The recent release of PyML, a Python toolbox for interpretable machine learning, has sparked significant discussion within the developer community, particularly regarding its source code availability and licensing practices.
Source Code Transparency Concerns
Despite being advertised as an Apache-licensed project on both GitHub and PyPI, community members have discovered that PyML's source code is not publicly accessible. When installing the package, users only receive precompiled Cython libraries and minimal Python code necessary for imports. This lack of transparency has raised serious concerns among developers about the project's true nature and intentions.
Security Implications
Security experts in the community have flagged this as a potential risk. As noted by several developers, the practice of including an open-source license while withholding source code could be seen as an attempt to gain trust while potentially concealing problematic code within compiled .so files distributed through wheels. This approach contradicts standard open-source practices and raises questions about the toolbox's security implications.
Technical Features and Applications
The toolbox itself offers promising capabilities for interpretable machine learning, including support for various models and comparison functionalities.

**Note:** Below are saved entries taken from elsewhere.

PR #362, opened 2026-02-15
Controller mode

### LINKED ISSUE #326: ADCS: IMU issues
The following issues were detected while running the fsw on the assembly:

- IMU on assembly board is outputting very high values at rest (~ 30 deg/s). 
- The parameters in the bmx160 driver do not seem to be well configured: the range and the sensitivity do not appear to match with the number of bits of the gyro. Sensitivity is set to RFS125 (131.2), scale is set to RFS500.

In [bmx160.py](https://github.com/cmu-argus-2/FSW-mainboard/tree/main/flight/hal/drivers/bmx160.py), lines 454-463:

```python
def init_gyro(self):
        # BW doesn't have an interface yet
        self._gyro_bwmode = _BMX160_GYRO_BW_NORMAL_MODE
        # These rely on the setters to do their magic.
        self.gyro_range = _BMX160_GYRO_RANGE_500_DPS
        # self.GYR_SCALAR = 1
        # self.GYR_SCALAR = 1/GyroSensitivity2DegPerSec_values[1]
        self.gyro_odr = 25
        self.gyro_powermode = _BMX160_GYRO_NORMAL_MODE
```

In lines 273-284 and 305-324: 

```python
GyroSensitivity2DegPerSec_values = [
    16.4,
    32.8,
    65.6,
    131.2,
    262.4,
]  # Section 1.2, Table 3
class BMX160:
    """
    Driver for the BMX160 accelerometer, magnetometer, gyroscope.

    In the buffer, bytes are allocated as follows:
        - mag 0-5
        - rhall 6-7 (not relevant?)
        - gyro 8-13
        - accel 14-19
        - sensor time 20-22
    """

    # multiplicative constants

    # NOTE THESE FIRST TWO GET SET IN THE INIT SEQUENCE
    DEG_TO_RAD = pi / 180
    GYR_SCALAR = (1 / GyroSensitivity2DegPerSec_values[4]) * DEG_TO_RAD  # radians/s
```
From the bmx160 [datasheet](https://www.mouser.com/pdfdocs/BST-BMX160-DS000-11.pdf?srsltid=AfmBOorUUhc46hwK4kUDEvK7akZW-TXwvU6X61NDy84Xr05XneEPwfKO):

Image

- (optional) if possible, it would be useful to change the sensitivity of the imu depending on the global mode (detumbling = higher range/less resolution at 2000dps, nominal lower range/higher resolution). If not, it's preferable to configure the gyro to the highest range to be conservative.

### LINKED ISSUE #358: ADCS: Default to B-dot/B-cross
Data collection from the IMU on the mainboard and Jetson showed a substantial bias in both the magnetometer and gyro, that may not allow the spin-stabilized pointing controller to work effectively below 3 deg/s. 

In detumbling mode, the controller should always be b-dot.

In nominal, a flag should exist in ADCS to select the controller between a) b-dot b) b-cross and c) lyapunov spin-stabilized sun-pointing.

B-dot will be more robust to imu bias, though sensitive to magnetometer noise and won't drive the system to a lower rate than that of the magnetic field's rate of change times the gain.
B-cross will be more sensitive to the imu bias and to getting stuck tracking the uncontrollable subspace, but should drive the system to an angular rate on the order of the gyro bias. Which one will work best at low angular rates (<3 deg/s) is to be determined.
The spin-stabilized sun-pointing mode should be set at a higher target angular rate to work with the worst case bias of the bmx160.

A ground command can be set to choose the nominal controller mode.

prchall123:
Closes #358 , Closes #326 , Closes #327 

# Pull Request for Controller Mode branch

This pull request will add the following features:

1. A controller mode flag to switch between b-dot, b-cross or the lyapunov switching controller. B-dot will be set as the default controller. Code was written to keep the controller mode change persistent across reboots, which writes the controller mode to a 1-byte file in sd/config. It is kept in a separate folder that is not a registered data process, it logs an error at the start due to there not being a config json for it, but other than that it does not disturb the rest of the FSW.
2. SIL integration of the deployment sensors, with the possibility of simulating a deployment failure
3. Fix of the magnetorquer/magnetometer switching function to a more reliable approach
4. Adjustment of the IMU scale settings according to the mode (if detumbling, the scale is maxed, if nominal, resolution is maxed)
5. SIL integration of the RTC

A feature that was implemented in this branch but has been removed is the adjustment of the inertia matrix based on the output of the deployment sensors. The only controller affected by this is the lyapunov switching controller, which relies on this information and may not work accurately if the panels fail to deploy. If the panels fail to deploy, however, it may not be worth employing the controller anyway, both because the +z direction wont be producing that much more power than the others, and because the axis of inertia change alignment.

# Controller Modes

Here below are the results of the different controller modes.

## B-dot Monte Carlo

Below are the results for the b-dot algorithm. It only detumbles the spacecraft to less than 4 degrees per second because the gyro bias of the bmx160 is between +-3 deg/s, and this offers some margin.

image

## B-cross Monte Carlo

Below are the results for the b-cross algorithm. 
image

## Lyapunov Switching Controller

The results for the lyapunov switching controller are shown below. The target angular velocity was raised to 20 degrees per second to account for the gyro bias. The controller takes longer than before to converge to the target equilibrium with the conservatively high gyro bias. A few of the simulations still hadn't reached the target sun pointing after 10 hours, though they were getting close to it.

image

# Magnetorquer/magnetometer switching

The approach for the magnetometer/torquer switching was previously based on a counter system - with the adcs running at 5 hz, the adcs task would count 3 runs and switch the coils off, and once it got to 5 it would run the magnetometer and then restart. The rtc has a second resolution and cannot be used to time the coils and imu. A function was created using the microcontroller clock for a ms resolution that is used to time the switching. Now, the coils run until 0.8s have passed since they were turned on, after which they are switched off. Once 0.2 s have passed since they were switched off, a magnetometer measurement is taken and then the coils are allowed to run again. The SIL is considering an exagerated effect of the coils on the magnetometer to check that it only samples when the coils are off.

image

# Controller Mode switching by command

A command has been added that allows for switching the controller mode between b-dot, b-cross and the lyapunov sun pointing controller. As exemplified below, we send a command through the GSW frontend:

image

The result is the SC receiving the command and changing the controller mode, as seen in this log:

```
[2000-01-01 00:00:26][INFO] [6][ADCS] Logging ADCS data at time 946684826
[2000-01-01 00:00:26][INFO] [6][ADCS] ADCS Mode : 3
[2000-01-01 00:00:26][INFO] [6][ADCS] Controller Mode : 0
[2000-01-01 00:00:26][INFO] [6][ADCS] Gyro Ang Vel : [0.00639158, -0.00239684, -0.00106526]
[2000-01-01 00:00:26][INFO] [6][ADCS] Mag Field : [7.00625e-05, -2.49375e-05, 1.9375e-06]
[2000-01-01 00:00:26][INFO] [6][ADCS] Sun Vector : [0.0, 0.0, 0.0]
[2000-01-01 00:00:26][INFO] [6][ADCS] Sun Status : 51
[2000-01-01 00:00:26][INFO] [6][ADCS] Gyro Status : 0
[2000-01-01 00:00:26][INFO] [6][ADCS] Mag Status : 0
[2000-01-01 00:00:26][INFO] [0][COMMAND] Time: 946684826
[2000-01-01 00:00:26][INFO] [0][COMMAND] Time since boot: 27
[2000-01-01 00:00:26][INFO] [0][COMMAND] GLOBAL STATE: NOMINAL.
[2000-01-01 00:00:26][INFO] [0][COMMAND] RAM USAGE: 80%
[2000-01-01 00:00:26][INFO] [4][COMMS] Checking transmit queue for packets to send...
[2000-01-01 00:00:26][INFO] [4][COMMS]   Transmit queue size: 0
[2000-01-01 00:00:26][INFO] [4][COMMS] Checking for incoming messages from GS...
[2000-01-01 00:00:27][INFO] [COMMS] Command authentication passed
[2000-01-01 00:00:27][INFO] Received callsign: CSXXXX
[2000-01-01 00:00:27][INFO] Received raw packet: b'CSXXXX@\x1f\x01'
[2000-01-01 00:00:27][INFO] Unpacked message object: Command('ADCS_CTRL_MODE', id=31, args: ['mode_id'])
[2000-01-01 00:00:27][INFO] [4][COMMS] Received command from GS: Command('ADCS_CTRL_MODE', id=31, args: ['mode_id'])
[2000-01-01 00:00:27][CRITICAL] Error: Data process comms not registered!
[2000-01-01 00:00:27][INFO] [9][PAYLOAD] Payload state: OFF
[2000-01-01 00:00:27][INFO] [6][ADCS] Logging ADCS data at time 946684827
[2000-01-01 00:00:27][INFO] [6][ADCS] ADCS Mode : 3
[2000-01-01 00:00:27][INFO] [6][ADCS] Controller Mode : 0
[2000-01-01 00:00:27][INFO] [6][ADCS] Gyro Ang Vel : [0.0066579, -0.00266316, -0.000798948]
[2000-01-01 00:00:27][INFO] [6][ADCS] Mag Field : [7.80625e-05, -1.79375e-05, 2.3125e-06]
[2000-01-01 00:00:27][INFO] [6][ADCS] Sun Vector : [0.0, 0.0, 0.0]
[2000-01-01 00:00:27][INFO] [6][ADCS] Sun Status : 51
[2000-01-01 00:00:27][INFO] [6][ADCS] Gyro Status : 0
[2000-01-01 00:00:27][INFO] [6][ADCS] Mag Status : 0
[2000-01-01 00:00:27][INFO] [4][COMMS] Checking transmit queue for packets to send...
[2000-01-01 00:00:27][INFO] [4][COMMS]   Transmit queue size: 0
[2000-01-01 00:00:27][INFO] [4][COMMS] Checking for incoming messages from GS...
[2000-01-01 00:00:28][INFO] [0][COMMAND] Popped command from queue: Command('ADCS_CTRL_MODE', id=31, args: ['mode_id']) with status: 0
[2000-01-01 00:00:28][INFO] [0][COMMAND]   Arguments: {'mode_id': 1}
[2000-01-01 00:00:28][INFO] Processing command: ADCS_CTRL_MODE with arguments: [1]
[2000-01-01 00:00:28][INFO] and precondition: valid_adcs_mode
[2000-01-01 00:00:28][INFO] Executing command function: ADCS_CTRL_MODE
[2000-01-01 00:00:28][INFO] Executing ADCS_CTRL_MODE with mode_id: 1
[2000-01-01 00:00:28][INFO] Added ack obj to transmit queue: Ack('rid=0', args=[31, 1, True])
[2000-01-01 00:00:28][INFO] Command execution successful
[2000-01-01 00:00:28][INFO] [9][PAYLOAD] Payload state: OFF
[2000-01-01 00:00:28][INFO] [3][OBDH] Data processes: ['payload_tm', 'payload_od', 'eps_warning', 'payload_requests', 'hal', 'cdh', 'eps', 'cmd_logs', 'adcs', 'img']
[2000-01-01 00:00:28][INFO] [6][ADCS] Logging ADCS data at time 946684828
[2000-01-01 00:00:28][INFO] [6][ADCS] ADCS Mode : 3
[2000-01-01 00:00:28][INFO] [6][ADCS] Controller Mode : 1
[2000-01-01 00:00:28][INFO] [6][ADCS] Gyro Ang Vel : [0.0066579, -0.00292947, -0.000798948]
[2000-01-01 00:00:28][INFO] [6][ADCS] Mag Field : [7.05625e-05, -2.19375e-05, 2.6875e-06]
[2000-01-01 00:00:28][INFO] [6][ADCS] Sun Vector : [0.0, 0.0, 0.0]
[2000-01-01 00:00:28][INFO] [6][ADCS] Sun Status : 51
[2000-01-01 00:00:28][INFO] [6][ADCS] Gyro Status : 0
[2000-01-01 00:00:28][INFO] [6][ADCS] Mag Status : 0
```

The SC is able to detect invalid controller mode switch commands. The GS won't be able to command non-positive integers above 255. With controller mode ids between 0 and 2, if any mode is sent with id greater than 2, the SC will not accept it:

```
[2000-01-01 00:00:11][INFO] [6][ADCS] Logging ADCS data at time 946684811
[2000-01-01 00:00:11][INFO] [6][ADCS] ADCS Mode : 3
[2000-01-01 00:00:11][INFO] [6][ADCS] Controller Mode : 0
[2000-01-01 00:00:11][INFO] [6][ADCS] Gyro Ang Vel : [0.00612526, -0.00239684, -0.00133158]
[2000-01-01 00:00:11][INFO] [6][ADCS] Mag Field : [7.30625e-05, -1.59375e-05, 2.6875e-06]
[2000-01-01 00:00:11][INFO] [6][ADCS] Sun Vector : [0.0, 0.0, 0.0]
[2000-01-01 00:00:11][INFO] [6][ADCS] Sun Status : 51
[2000-01-01 00:00:11][INFO] [6][ADCS] Gyro Status : 0
[2000-01-01 00:00:11][INFO] [6][ADCS] Mag Status : 0
[2000-01-01 00:00:11][INFO] [4][COMMS] Checking transmit queue for packets to send...
[2000-01-01 00:00:11][INFO] [4][COMMS]   Transmit queue size: 0
[2000-01-01 00:00:11][INFO] [4][COMMS] Checking for incoming messages from GS...
[2000-01-01 00:00:11][INFO] [3][OBDH] Data processes: ['payload_tm', 'payload_od', 'eps_warning', 'payload_requests', 'hal', 'cdh', 'eps', 'cmd_logs', 'adcs', 'img']
[2000-01-01 00:00:12][INFO] [0][COMMAND] Popped command from queue: Command('ADCS_CTRL_MODE', id=31, args: ['mode_id']) with status: 0
[2000-01-01 00:00:12][INFO] [0][COMMAND]   Arguments: {'mode_id': 4}
[2000-01-01 00:00:12][INFO] Processing command: ADCS_CTRL_MODE with arguments: [4]
[2000-01-01 00:00:12][INFO] and precondition: valid_adcs_mode
[2000-01-01 00:00:12][ERROR] Cmd: Precondition failed
[2000-01-01 00:00:12][INFO] Added ack obj to transmit queue: Ack('rid=2', args=[31])
[2000-01-01 00:00:12][INFO] Command execution not successful due to error: 2
[2000-01-01 00:00:12][INFO] [0][COMMAND] Time: 946684812
[2000-01-01 00:00:12][INFO] [0][COMMAND] Time since boot: 12
[2000-01-01 00:00:12][INFO] [0][COMMAND] GLOBAL STATE: NOMINAL.
[2000-01-01 00:00:12][INFO] [0][COMMAND] RAM USAGE: 83%
[2000-01-01 00:00:12][INFO] [9][PAYLOAD] Payload state: OFF
[2000-01-01 00:00:12][INFO] [6][ADCS] Logging ADCS data at time 946684812
[2000-01-01 00:00:12][INFO] [6][ADCS] ADCS Mode : 3
[2000-01-01 00:00:12][INFO] [6][ADCS] Controller Mode : 0
[2000-01-01 00:00:12][INFO] [6][ADCS] Gyro Ang Vel : [0.00612526, -0.00239684, -0.00106526]
[2000-01-01 00:00:12][INFO] [6][ADCS] Mag Field : [7.45625e-05, -1.99375e-05, 1.5625e-06]
[2000-01-01 00:00:12][INFO] [6][ADCS] Sun Vector : [0.0, 0.0, 0.0]
[2000-01-01 00:00:12][INFO] [6][ADCS] Sun Status : 51
[2000-01-01 00:00:12][INFO] [6][ADCS] Gyro Status : 0
[2000-01-01 00:00:12][INFO] [6][ADCS] Mag Status : 0
```


flight/tasks/adcs.py
```diff
@@ -55,148 +61,222 @@ class Task(TemplateTask):
...
+        Total duration: 5 x 0.08 + 0.5 = 0.9 s.
+        """
+        self._mag_buffer = []
+        for k in range(self._MAG_N_SAMPLES):
+            status, reading = sensors.read_magnetometer()
+            if status == StatusConst.OK:
+                self._mag_buffer.append(reading)
+            if k < self._MAG_N_SAMPLES - 1:
+                TPM.sleep(self._MAG_SAMPLE_DT)
+
```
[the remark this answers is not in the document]
prchall123: design choice

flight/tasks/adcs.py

Community discussions have highlighted interesting applications, particularly in relation to FIGS (Fast Interpretable Greedy-Tree Sums) and its practical implementations. Some users have shared experiences with FIGS successors, noting gaps between theoretical benchmarks and real-world performance as discussed by researchers at Berkeley.
Naming Confusion
The project's name has also generated discussion, with community members pointing out potential confusion with Physics-informed Machine Learning (PiML) and amusing linguistic coincidences in German and Dutch. This highlights the importance of careful naming consideration in international software projects.
Conclusion
While PyML presents potentially valuable tools for interpretable machine learning, the community's primary concern centers on the lack of source code transparency. This situation serves as a reminder of the importance of open-source principles and the need for careful evaluation of dependencies in machine learning projects. Developers are advised to exercise caution when considering this toolbox for production use until these transparency issues are addressed.